Work task:
Tally the lines in the data that follows that include the word "Base", and report nothing but the total.

Study material:
PR #1338, opened 2016-09-30
Validate auction dates when publishing

jessieay:
* Start date is in future
* End date is after start date
* Also updated presenter factory to show "ready to publish" message for
  any unpublished auction because I realized that sometimes an auction
  is no longer in the future because it's been a draft for a while, but
  we still want to show the "ready to publish" message in that case.
* Closes https://github.com/18F/micropurchase/issues/1168

### DIFF
--- a/app/models/auction.rb
+++ b/app/models/auction.rb
@@ -78,20 +78,9 @@ class Auction < ActiveRecord::Base
     end
   end
 
-  def publishing_auction
-    if published_was == 'unpublished' && purchase_card == 'default' && c2_status != 'budget_approved'
-      errors.add(:c2_status, "is not budget approved.")
-    end
-
-    if published_was == 'unpubished' && (started_at < Time.current || started_at > ended_at)
-      errors.add(:started_at, "is invalid")
-    end
-  end
-
   def lowest_bids
     bids.select { |b| b.amount == lowest_amount }.sort_by(&:created_at)
   end
-
 
   def lowest_amount
     bids.sort_by(&:amount).first.try(:amount)
--- a/app/models/auction.rb
+++ b/app/models/auction.rb
@@ -39,12 +39,10 @@ class Auction < ActiveRecord::Base
 
   validate :user_is_contracting_officer_if_above_micropurchase
   validates :delivery_due_at, presence: true
-  validates :description, presence: true, if: :published?
   validates :ended_at, presence: true
   validates :purchase_card, presence: true
   validates :start_price, presence: true
   validates :started_at, presence: true
-  validates :summary, presence: true, if: :published?
   validates :title, presence: true
   validates :user, presence: true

Task response:
2